··· Entries shown

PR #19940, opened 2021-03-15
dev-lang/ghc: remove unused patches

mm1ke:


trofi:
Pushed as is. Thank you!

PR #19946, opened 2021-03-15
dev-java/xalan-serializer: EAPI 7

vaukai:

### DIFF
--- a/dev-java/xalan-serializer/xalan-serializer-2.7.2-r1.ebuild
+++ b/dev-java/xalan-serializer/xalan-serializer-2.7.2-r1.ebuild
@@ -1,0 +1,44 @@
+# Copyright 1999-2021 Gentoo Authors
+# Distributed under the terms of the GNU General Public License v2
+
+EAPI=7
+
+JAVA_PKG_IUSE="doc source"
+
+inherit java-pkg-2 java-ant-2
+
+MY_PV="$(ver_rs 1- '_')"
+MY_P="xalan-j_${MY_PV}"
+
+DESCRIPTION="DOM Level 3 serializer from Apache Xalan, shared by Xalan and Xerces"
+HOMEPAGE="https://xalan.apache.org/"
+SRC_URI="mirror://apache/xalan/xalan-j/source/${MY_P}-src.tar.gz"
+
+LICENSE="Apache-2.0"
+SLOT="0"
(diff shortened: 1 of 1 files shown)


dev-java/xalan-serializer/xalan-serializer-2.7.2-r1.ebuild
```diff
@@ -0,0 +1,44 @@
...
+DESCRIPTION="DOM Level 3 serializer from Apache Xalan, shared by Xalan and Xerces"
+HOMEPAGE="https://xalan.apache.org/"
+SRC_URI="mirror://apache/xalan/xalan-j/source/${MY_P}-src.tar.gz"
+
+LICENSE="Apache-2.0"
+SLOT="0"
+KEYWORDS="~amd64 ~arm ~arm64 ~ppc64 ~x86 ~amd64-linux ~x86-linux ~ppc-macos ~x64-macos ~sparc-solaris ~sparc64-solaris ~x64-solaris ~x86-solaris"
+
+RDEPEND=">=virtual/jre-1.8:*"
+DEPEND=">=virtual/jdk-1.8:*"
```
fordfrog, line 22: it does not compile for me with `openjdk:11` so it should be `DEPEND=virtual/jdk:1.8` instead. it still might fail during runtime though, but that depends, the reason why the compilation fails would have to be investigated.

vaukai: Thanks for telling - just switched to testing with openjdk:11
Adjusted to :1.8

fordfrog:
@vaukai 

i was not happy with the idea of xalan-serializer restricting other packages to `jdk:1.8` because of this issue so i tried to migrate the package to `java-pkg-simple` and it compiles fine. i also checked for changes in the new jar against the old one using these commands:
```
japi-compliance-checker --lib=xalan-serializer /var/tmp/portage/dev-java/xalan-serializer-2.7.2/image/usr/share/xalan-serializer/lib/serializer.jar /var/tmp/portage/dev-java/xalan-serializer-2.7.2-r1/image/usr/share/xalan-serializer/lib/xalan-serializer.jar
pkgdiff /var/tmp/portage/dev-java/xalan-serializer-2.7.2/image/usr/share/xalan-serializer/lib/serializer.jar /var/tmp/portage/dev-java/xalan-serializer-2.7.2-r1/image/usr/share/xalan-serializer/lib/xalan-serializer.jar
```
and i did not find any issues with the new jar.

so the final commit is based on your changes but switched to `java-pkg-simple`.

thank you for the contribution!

······
··· Entries shown

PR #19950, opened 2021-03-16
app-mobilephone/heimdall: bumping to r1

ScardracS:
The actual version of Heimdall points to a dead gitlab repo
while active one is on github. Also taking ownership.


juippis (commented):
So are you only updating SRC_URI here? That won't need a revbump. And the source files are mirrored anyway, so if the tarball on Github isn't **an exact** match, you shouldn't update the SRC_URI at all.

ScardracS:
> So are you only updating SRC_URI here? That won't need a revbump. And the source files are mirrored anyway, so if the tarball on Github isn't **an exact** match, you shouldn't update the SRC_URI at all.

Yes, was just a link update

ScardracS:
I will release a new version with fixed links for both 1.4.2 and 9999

······

#### Goal of the exercise:
Copy word for word the stretch of entries above from the line that has "--- a/dev-java/xalan-serializer/xalan-serializer-2.7.2-r1.ebuild" through the line that has "fordfrog, line 22: it", both ends included, and nothing outside it.

#### Result:
--- a/dev-java/xalan-serializer/xalan-serializer-2.7.2-r1.ebuild
+++ b/dev-java/xalan-serializer/xalan-serializer-2.7.2-r1.ebuild
@@ -1,0 +1,44 @@
+# Copyright 1999-2021 Gentoo Authors
+# Distributed under the terms of the GNU General Public License v2
+
+EAPI=7
+
+JAVA_PKG_IUSE="doc source"
+
+inherit java-pkg-2 java-ant-2
+
+MY_PV="$(ver_rs 1- '_')"
+MY_P="xalan-j_${MY_PV}"
+
+DESCRIPTION="DOM Level 3 serializer from Apache Xalan, shared by Xalan and Xerces"
+HOMEPAGE="https://xalan.apache.org/"
+SRC_URI="mirror://apache/xalan/xalan-j/source/${MY_P}-src.tar.gz"
+
+LICENSE="Apache-2.0"
+SLOT="0"
(diff shortened: 1 of 1 files shown)


dev-java/xalan-serializer/xalan-serializer-2.7.2-r1.ebuild
```diff
@@ -0,0 +1,44 @@
...
+DESCRIPTION="DOM Level 3 serializer from Apache Xalan, shared by Xalan and Xerces"
+HOMEPAGE="https://xalan.apache.org/"
+SRC_URI="mirror://apache/xalan/xalan-j/source/${MY_P}-src.tar.gz"
+
+LICENSE="Apache-2.0"
+SLOT="0"
+KEYWORDS="~amd64 ~arm ~arm64 ~ppc64 ~x86 ~amd64-linux ~x86-linux ~ppc-macos ~x64-macos ~sparc-solaris ~sparc64-solaris ~x64-solaris ~x86-solaris"
+
+RDEPEND=">=virtual/jre-1.8:*"
+DEPEND=">=virtual/jdk-1.8:*"
```
fordfrog, line 22: it does not compile for me with `openjdk:11` so it should be `DEPEND=virtual/jdk:1.8` instead. it still might fail during runtime though, but that depends, the reason why the compilation fails would have to be investigated.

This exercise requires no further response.